[Collected data]
□ □ □
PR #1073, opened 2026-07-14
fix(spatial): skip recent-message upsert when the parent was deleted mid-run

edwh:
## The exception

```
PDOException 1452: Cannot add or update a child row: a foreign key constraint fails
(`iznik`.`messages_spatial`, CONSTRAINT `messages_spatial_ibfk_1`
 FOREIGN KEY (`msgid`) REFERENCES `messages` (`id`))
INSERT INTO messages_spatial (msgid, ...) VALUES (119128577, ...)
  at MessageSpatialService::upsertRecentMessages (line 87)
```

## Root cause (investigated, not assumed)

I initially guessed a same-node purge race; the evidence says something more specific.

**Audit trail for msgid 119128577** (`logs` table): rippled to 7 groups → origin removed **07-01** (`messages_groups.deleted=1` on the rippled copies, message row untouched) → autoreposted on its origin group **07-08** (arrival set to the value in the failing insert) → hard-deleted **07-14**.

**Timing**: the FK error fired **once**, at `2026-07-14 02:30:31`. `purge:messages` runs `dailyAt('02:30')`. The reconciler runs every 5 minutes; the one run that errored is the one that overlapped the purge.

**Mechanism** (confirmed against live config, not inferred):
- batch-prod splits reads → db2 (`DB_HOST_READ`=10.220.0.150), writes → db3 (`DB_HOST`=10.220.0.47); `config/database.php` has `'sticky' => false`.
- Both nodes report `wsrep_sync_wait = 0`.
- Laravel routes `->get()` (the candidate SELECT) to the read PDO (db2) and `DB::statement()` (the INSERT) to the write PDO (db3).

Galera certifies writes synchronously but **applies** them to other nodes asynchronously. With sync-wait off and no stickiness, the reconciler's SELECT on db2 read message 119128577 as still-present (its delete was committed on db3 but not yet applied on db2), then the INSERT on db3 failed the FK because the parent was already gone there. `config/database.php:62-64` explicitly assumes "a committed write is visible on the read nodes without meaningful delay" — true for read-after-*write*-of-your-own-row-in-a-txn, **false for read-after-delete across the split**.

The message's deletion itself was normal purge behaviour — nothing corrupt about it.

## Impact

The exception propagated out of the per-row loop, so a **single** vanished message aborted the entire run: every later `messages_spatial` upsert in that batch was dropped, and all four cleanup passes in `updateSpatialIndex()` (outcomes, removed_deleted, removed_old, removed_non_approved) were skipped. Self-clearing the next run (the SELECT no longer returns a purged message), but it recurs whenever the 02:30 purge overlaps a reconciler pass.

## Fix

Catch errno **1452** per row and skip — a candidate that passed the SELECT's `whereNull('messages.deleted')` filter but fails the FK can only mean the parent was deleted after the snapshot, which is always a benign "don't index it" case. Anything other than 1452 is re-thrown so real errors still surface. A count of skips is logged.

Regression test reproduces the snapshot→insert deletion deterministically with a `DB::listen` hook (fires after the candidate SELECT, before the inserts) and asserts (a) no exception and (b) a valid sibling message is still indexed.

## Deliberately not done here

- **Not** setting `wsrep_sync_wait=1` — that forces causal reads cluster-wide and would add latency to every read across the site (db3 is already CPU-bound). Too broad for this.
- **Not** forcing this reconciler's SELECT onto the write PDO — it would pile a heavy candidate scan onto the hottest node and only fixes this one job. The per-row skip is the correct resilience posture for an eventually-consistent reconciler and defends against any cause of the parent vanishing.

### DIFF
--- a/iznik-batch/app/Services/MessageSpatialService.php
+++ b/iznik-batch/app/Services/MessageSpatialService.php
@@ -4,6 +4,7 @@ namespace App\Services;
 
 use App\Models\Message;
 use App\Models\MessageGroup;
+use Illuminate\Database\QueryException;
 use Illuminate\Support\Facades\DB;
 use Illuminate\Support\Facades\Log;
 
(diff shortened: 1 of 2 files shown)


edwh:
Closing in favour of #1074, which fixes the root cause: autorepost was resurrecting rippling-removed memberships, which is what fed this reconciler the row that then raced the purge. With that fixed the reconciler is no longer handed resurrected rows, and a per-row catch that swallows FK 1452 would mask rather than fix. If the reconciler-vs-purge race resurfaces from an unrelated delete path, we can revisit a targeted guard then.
□ □ □
Every record, from the first to the last, should be transcribed exactly.

■ Solution for this problem ■
PR #1073, opened 2026-07-14
fix(spatial): skip recent-message upsert when the parent was deleted mid-run

edwh:
## The exception

```
PDOException 1452: Cannot add or update a child row: a foreign key constraint fails
(`iznik`.`messages_spatial`, CONSTRAINT `messages_spatial_ibfk_1`
 FOREIGN KEY (`msgid`) REFERENCES `messages` (`id`))
INSERT INTO messages_spatial (msgid, ...) VALUES (119128577, ...)
  at MessageSpatialService::upsertRecentMessages (line 87)
```

## Root cause (investigated, not assumed)

I initially guessed a same-node purge race; the evidence says something more specific.

**Audit trail for msgid 119128577** (`logs` table): rippled to 7 groups → origin removed **07-01** (`messages_groups.deleted=1` on the rippled copies, message row untouched) → autoreposted on its origin group **07-08** (arrival set to the value in the failing insert) → hard-deleted **07-14**.

**Timing**: the FK error fired **once**, at `2026-07-14 02:30:31`. `purge:messages` runs `dailyAt('02:30')`. The reconciler runs every 5 minutes; the one run that errored is the one that overlapped the purge.

**Mechanism** (confirmed against live config, not inferred):
- batch-prod splits reads → db2 (`DB_HOST_READ`=10.220.0.150), writes → db3 (`DB_HOST`=10.220.0.47); `config/database.php` has `'sticky' => false`.
- Both nodes report `wsrep_sync_wait = 0`.
- Laravel routes `->get()` (the candidate SELECT) to the read PDO (db2) and `DB::statement()` (the INSERT) to the write PDO (db3).

Galera certifies writes synchronously but **applies** them to other nodes asynchronously. With sync-wait off and no stickiness, the reconciler's SELECT on db2 read message 119128577 as still-present (its delete was committed on db3 but not yet applied on db2), then the INSERT on db3 failed the FK because the parent was already gone there. `config/database.php:62-64` explicitly assumes "a committed write is visible on the read nodes without meaningful delay" — true for read-after-*write*-of-your-own-row-in-a-txn, **false for read-after-delete across the split**.

The message's deletion itself was normal purge behaviour — nothing corrupt about it.

## Impact

The exception propagated out of the per-row loop, so a **single** vanished message aborted the entire run: every later `messages_spatial` upsert in that batch was dropped, and all four cleanup passes in `updateSpatialIndex()` (outcomes, removed_deleted, removed_old, removed_non_approved) were skipped. Self-clearing the next run (the SELECT no longer returns a purged message), but it recurs whenever the 02:30 purge overlaps a reconciler pass.

## Fix

Catch errno **1452** per row and skip — a candidate that passed the SELECT's `whereNull('messages.deleted')` filter but fails the FK can only mean the parent was deleted after the snapshot, which is always a benign "don't index it" case. Anything other than 1452 is re-thrown so real errors still surface. A count of skips is logged.

Regression test reproduces the snapshot→insert deletion deterministically with a `DB::listen` hook (fires after the candidate SELECT, before the inserts) and asserts (a) no exception and (b) a valid sibling message is still indexed.

## Deliberately not done here

- **Not** setting `wsrep_sync_wait=1` — that forces causal reads cluster-wide and would add latency to every read across the site (db3 is already CPU-bound). Too broad for this.
- **Not** forcing this reconciler's SELECT onto the write PDO — it would pile a heavy candidate scan onto the hottest node and only fixes this one job. The per-row skip is the correct resilience posture for an eventually-consistent reconciler and defends against any cause of the parent vanishing.

### DIFF
--- a/iznik-batch/app/Services/MessageSpatialService.php
+++ b/iznik-batch/app/Services/MessageSpatialService.php
@@ -4,6 +4,7 @@ namespace App\Services;
 
 use App\Models\Message;
 use App\Models\MessageGroup;
+use Illuminate\Database\QueryException;
 use Illuminate\Support\Facades\DB;
 use Illuminate\Support\Facades\Log;
 
(diff shortened: 1 of 2 files shown)


edwh:
Closing in favour of #1074, which fixes the root cause: autorepost was resurrecting rippling-removed memberships, which is what fed this reconciler the row that then raced the purge. With that fixed the reconciler is no longer handed resurrected rows, and a per-row catch that swallows FK 1452 would mask rather than fix. If the reconciler-vs-purge race resurfaces from an unrelated delete path, we can revisit a targeted guard then.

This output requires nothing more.